• [Exercise directions]: Each of the entries below needs to be given again exactly.

----- Data for this exercise

PR #854, opened 2017-03-08
Import template

jimsafley:


application/src/Controller/Admin/ResourceTemplateController.php
```diff
@@ -40,6 +50,271 @@ public function showDetailsAction()
...
+
+        if ($this->getRequest()->isPost()) {
+            $data = $this->params()->fromPost();
+            $form->setData($data);
+            if ($form->isValid()) {
+                $file = $this->params()->fromFiles('file');
+                if ($file) {
+                    // Process import form.
+                    $import = json_decode(file_get_contents($file['tmp_name']), true);
+                    if (JSON_ERROR_NONE === json_last_error()) {
```
zerocrates: Probably a little unnecessary complexity here... json_decode will return null on error. Sometimes you need to check for errors explictly but since you already only allow arrays as "valid" data it seems you could collapse this into just checking `importIsValid` and relying on the null being rejected by the check against array there.

This would let you drop an indentation level and a duplicated `else` clause.

application/src/Controller/Admin/ResourceTemplateController.php
```diff
@@ -40,6 +50,271 @@ public function showDetailsAction()
...
+            // missing or invalid label
+            return false;
+        }
+
+        // Validate class.
+        if (!isset($import['o:resource_class']) || !is_array($import['o:resource_class'])) {
+            // missing or invalid o:resource_class
+            return false;
+        }
+        if (!array_key_exists('vocabulary_namespace_uri', $import['o:resource_class'])
```
zerocrates: Does this prevent import of templates that don't have an assigned resource class?

PR #859, opened 2017-03-16
Fix/render iiif

Daniel-KM:


zerocrates:
I seem to remember there being a reason for having a defined width for the openseadragon viewer... that it didn't play nicely with responsive resizing? Maybe I'm misremembering or thinking of an older version.

Daniel-KM:
The height is required, else the div will be zero sized. The width is not required, by default a div takes whole available size.

zerocrates:
The unconstrained width does indeed seem to work fine and respond to resizes, so we're okay there.

On the noscript message, the `// @translate` comment only is intended for usages where it's passed into some remote call to the translator (so the `xgettext` command can't tell that the string is translatable). Here, it's more appropriate to directly use the message string in a call to `$view->translate`. As it is, it won't actually be translated.

Otherwise this looks good to me!

zerocrates:
Thanks.

Issue #809, opened 2016-11-28
More flexibility about what the API manager does


zerocrates:
A decent amount of the trouble encountered doing more "interesting" or intensive with the API is that it's pretty rigid in what it does and what it allows you to change. Ultimately for most things the core of what it does is find entities and hydrate them, but it generally mandates that it returns Representations, not Entities (and not References either), and that it flushes at every step.

Mostly this makes sense for the normal flow of things: we want to use the Representations generally, and we need the flush to occur so new data like the IDs of newly created records will exist so the Representation can be created. In jobs and bulk processing and a few other places, this doesn't work though: we need the Entity so we can detach it, or so we can do things that aren't in the API, or we want to reduce the number of expensive flush() calls.

I think it makes sense to try to let the API accomodate some of these other use cases. The API could

- return stuff other than Representations (like References instead, or even Entities)
- detach the entities that it returns
- just hydrate, not flush, leaving the API consumer the duty of flushing (or not)

None of these are desirable in the normal case, but we have current needs for all of these things and currently we're either doing hacks to make it happen or we're not using the API at all (or we build in a backdoor to get Entity access from the Representation, as in the case of Users).

jimsafley:
Some possible issues with the changes currently in #861:

First, we are no longer validating API response content. I wonder if we should by checking against the three "responseContent" request options. (Or something more flexible but complicated.)

R elatedly, listeners to `api.*.post` and `api.execute.post `can no longer rely that the passed response contains objects that implement `RepresentationInterface`. They must check the "responseContent" request option to know. To guarantee a return type, it may be in our best interests to transform `Api\ResourceInterface` content to `Api\Representation\RepresentationInterface` within `finialize()`.

jimsafley:
To resolve the above concerns, adapters must now set `Api\ResourceInterface` objects to the resource content. The manager will transform the API resources (respecting the the "responseContent" request option) in `finalize()` _after_ triggering the `post` events.

jimsafley:
Above concerns resolved here 8d0ba562cf4d5abbcb2bcbce81e28d2a7c9160e7

jimsafley:
Resolved in #856 and #861

PR #861, opened 2017-03-19
Refactored API

jimsafley:
See #809


jimsafley:
This PR will break backwards compatibility. Obviously I need to fix tests before this can be merged.

### Notable changes

- API requests and responses no longer extend `Zend\Stdlib\Request|Response`
- The API manager no longer catches `ValidationException` (The API consumer must now handle them)
- The API manager returns only successful responses
- The API response no longer stores state or `ErrorStore`
- On `create`, `batch_create`, and `update` the API controller plugin returns `false` by default during a `ValidationException`
- Added 2nd argument to the API controller plugin's `__invoke()`: `$throwValidationException` (throws a  `ValidationException` instead of `false` on validation error) 
- Added `prepareResponseContent()` to the API's abstract adapter (adapters should pass their API resources through this before setting to the response)
- API request options must be set using `$request->setOption()`
- API request options:
  - initialize: (bool) Set whether to initialize the request during execute() (e.g. trigger API-pre events). Default is true.
  - finalize: (bool) Set whether to finalize the request during execute() (e.g. trigger API-post events). Default is true.
  - isPartial: (bool) Set whether this is a partial UPDATE request (aka PATCH). Default is false.
  - continueOnError: (bool) Set whether a BATCH_CREATE operation should continue processing on error. Default is false.
  - flushEntityManager: (bool) Set whether to flush the entity manager during CREATE, UPDATE, and DELETE. Default is true.
  - responseContent: (string) Set the type of content the API response should contain. Default is "representation". The types are:
    - representation: an API resource representation (implements `Omeka\Api\Representation\RepresentationInterface`)
    - reference:  an API resource reference (instance of `Omeka\Api\Representation\ResourceReference`)
    - resource: an API resource (implements `Omeka\Api\ResourceInterface`)

### Backwards incompatible breaks:

- Listeners to `api.*.post` and `api.execute.post` can no longer rely that the passed `Api\Response` contains objects that implement `RepresentationInterface` (must check `Api\Request::getOption('responseContent')` to know)
- Removed `Api\Manager::executeBatchCreate()` (adapters implementing `batch_create` must now call initialize and finalize events themselves.)
- Removed `Api\Request::continueOnError()`
- Removed `Api\Request::isPartial()`
- Removed `$continueOnError` as 4th argument in `ApiManager::batchCreate()`
- Removed `$partial` as 5th argument in `Api\Manager::update()`
- Removed `$partial` as 5th argument in `Controller\Plugin\Api::update()`
- Removed `Api\Response::setStatus()`
- Removed `Api\Response::getStatus()`
- Removed `Api\Response::mergeErrors()`
- Removed `Api\Response::addError()`
- Removed `Api\Response::getErrorStore()`
- Removed `Api\Response::getErrors()`
- Removed `Api\Response::isError()`
- Removed `Api\Response::isSuccess()`

PR #871, opened 2017-04-05
Fixed check of slugs.

Daniel-KM:
The check of slugs is not the same in adapters and in routes.config.ini lines https://github.com/omeka/omeka-s/blob/develop/application/config/routes.config.php#L21 and next ones.


zerocrates:
Can you add "underscores, " to the error texts also, so it accurately states the allowed set?

zerocrates:
Thanks!

Daniel-KM:
Done.

zerocrates:
For some Github thinks your changes are from 19 hours ago so they're sorting oddly on here... maybe a clock or timezone problem on your system? Not a problem, just interesting.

----------

• [Task result]:
PR #854, opened 2017-03-08
Import template

jimsafley:


application/src/Controller/Admin/ResourceTemplateController.php
```diff
@@ -40,6 +50,271 @@ public function showDetailsAction()
...
+
+        if ($this->getRequest()->isPost()) {
+            $data = $this->params()->fromPost();
+            $form->setData($data);
+            if ($form->isValid()) {
+                $file = $this->params()->fromFiles('file');
+                if ($file) {
+                    // Process import form.
+                    $import = json_decode(file_get_contents($file['tmp_name']), true);
+                    if (JSON_ERROR_NONE === json_last_error()) {
```
zerocrates: Probably a little unnecessary complexity here... json_decode will return null on error. Sometimes you need to check for errors explictly but since you already only allow arrays as "valid" data it seems you could collapse this into just checking `importIsValid` and relying on the null being rejected by the check against array there.

This would let you drop an indentation level and a duplicated `else` clause.

application/src/Controller/Admin/ResourceTemplateController.php
```diff
@@ -40,6 +50,271 @@ public function showDetailsAction()
...
+            // missing or invalid label
+            return false;
+        }
+
+        // Validate class.
+        if (!isset($import['o:resource_class']) || !is_array($import['o:resource_class'])) {
+            // missing or invalid o:resource_class
+            return false;
+        }
+        if (!array_key_exists('vocabulary_namespace_uri', $import['o:resource_class'])
```
zerocrates: Does this prevent import of templates that don't have an assigned resource class?

PR #859, opened 2017-03-16
Fix/render iiif

Daniel-KM:


zerocrates:
I seem to remember there being a reason for having a defined width for the openseadragon viewer... that it didn't play nicely with responsive resizing? Maybe I'm misremembering or thinking of an older version.

Daniel-KM:
The height is required, else the div will be zero sized. The width is not required, by default a div takes whole available size.

zerocrates:
The unconstrained width does indeed seem to work fine and respond to resizes, so we're okay there.

On the noscript message, the `// @translate` comment only is intended for usages where it's passed into some remote call to the translator (so the `xgettext` command can't tell that the string is translatable). Here, it's more appropriate to directly use the message string in a call to `$view->translate`. As it is, it won't actually be translated.

Otherwise this looks good to me!

zerocrates:
Thanks.

Issue #809, opened 2016-11-28
More flexibility about what the API manager does


zerocrates:
A decent amount of the trouble encountered doing more "interesting" or intensive with the API is that it's pretty rigid in what it does and what it allows you to change. Ultimately for most things the core of what it does is find entities and hydrate them, but it generally mandates that it returns Representations, not Entities (and not References either), and that it flushes at every step.

Mostly this makes sense for the normal flow of things: we want to use the Representations generally, and we need the flush to occur so new data like the IDs of newly created records will exist so the Representation can be created. In jobs and bulk processing and a few other places, this doesn't work though: we need the Entity so we can detach it, or so we can do things that aren't in the API, or we want to reduce the number of expensive flush() calls.

I think it makes sense to try to let the API accomodate some of these other use cases. The API could

- return stuff other than Representations (like References instead, or even Entities)
- detach the entities that it returns
- just hydrate, not flush, leaving the API consumer the duty of flushing (or not)

None of these are desirable in the normal case, but we have current needs for all of these things and currently we're either doing hacks to make it happen or we're not using the API at all (or we build in a backdoor to get Entity access from the Representation, as in the case of Users).

jimsafley:
Some possible issues with the changes currently in #861:

First, we are no longer validating API response content. I wonder if we should by checking against the three "responseContent" request options. (Or something more flexible but complicated.)

R elatedly, listeners to `api.*.post` and `api.execute.post `can no longer rely that the passed response contains objects that implement `RepresentationInterface`. They must check the "responseContent" request option to know. To guarantee a return type, it may be in our best interests to transform `Api\ResourceInterface` content to `Api\Representation\RepresentationInterface` within `finialize()`.

jimsafley:
To resolve the above concerns, adapters must now set `Api\ResourceInterface` objects to the resource content. The manager will transform the API resources (respecting the the "responseContent" request option) in `finalize()` _after_ triggering the `post` events.

jimsafley:
Above concerns resolved here 8d0ba562cf4d5abbcb2bcbce81e28d2a7c9160e7

jimsafley:
Resolved in #856 and #861

PR #861, opened 2017-03-19
Refactored API

jimsafley:
See #809


jimsafley:
This PR will break backwards compatibility. Obviously I need to fix tests before this can be merged.

### Notable changes

- API requests and responses no longer extend `Zend\Stdlib\Request|Response`
- The API manager no longer catches `ValidationException` (The API consumer must now handle them)
- The API manager returns only successful responses
- The API response no longer stores state or `ErrorStore`
- On `create`, `batch_create`, and `update` the API controller plugin returns `false` by default during a `ValidationException`
- Added 2nd argument to the API controller plugin's `__invoke()`: `$throwValidationException` (throws a  `ValidationException` instead of `false` on validation error) 
- Added `prepareResponseContent()` to the API's abstract adapter (adapters should pass their API resources through this before setting to the response)
- API request options must be set using `$request->setOption()`
- API request options:
  - initialize: (bool) Set whether to initialize the request during execute() (e.g. trigger API-pre events). Default is true.
  - finalize: (bool) Set whether to finalize the request during execute() (e.g. trigger API-post events). Default is true.
  - isPartial: (bool) Set whether this is a partial UPDATE request (aka PATCH). Default is false.
  - continueOnError: (bool) Set whether a BATCH_CREATE operation should continue processing on error. Default is false.
  - flushEntityManager: (bool) Set whether to flush the entity manager during CREATE, UPDATE, and DELETE. Default is true.
  - responseContent: (string) Set the type of content the API response should contain. Default is "representation". The types are:
    - representation: an API resource representation (implements `Omeka\Api\Representation\RepresentationInterface`)
    - reference:  an API resource reference (instance of `Omeka\Api\Representation\ResourceReference`)
    - resource: an API resource (implements `Omeka\Api\ResourceInterface`)

### Backwards incompatible breaks:

- Listeners to `api.*.post` and `api.execute.post` can no longer rely that the passed `Api\Response` contains objects that implement `RepresentationInterface` (must check `Api\Request::getOption('responseContent')` to know)
- Removed `Api\Manager::executeBatchCreate()` (adapters implementing `batch_create` must now call initialize and finalize events themselves.)
- Removed `Api\Request::continueOnError()`
- Removed `Api\Request::isPartial()`
- Removed `$continueOnError` as 4th argument in `ApiManager::batchCreate()`
- Removed `$partial` as 5th argument in `Api\Manager::update()`
- Removed `$partial` as 5th argument in `Controller\Plugin\Api::update()`
- Removed `Api\Response::setStatus()`
- Removed `Api\Response::getStatus()`
- Removed `Api\Response::mergeErrors()`
- Removed `Api\Response::addError()`
- Removed `Api\Response::getErrorStore()`
- Removed `Api\Response::getErrors()`
- Removed `Api\Response::isError()`
- Removed `Api\Response::isSuccess()`

PR #871, opened 2017-04-05
Fixed check of slugs.

Daniel-KM:
The check of slugs is not the same in adapters and in routes.config.ini lines https://github.com/omeka/omeka-s/blob/develop/application/config/routes.config.php#L21 and next ones.


zerocrates:
Can you add "underscores, " to the error texts also, so it accurately states the allowed set?

zerocrates:
Thanks!

Daniel-KM:
Done.

zerocrates:
For some Github thinks your changes are from 19 hours ago so they're sorting oddly on here... maybe a clock or timezone problem on your system? Not a problem, just interesting.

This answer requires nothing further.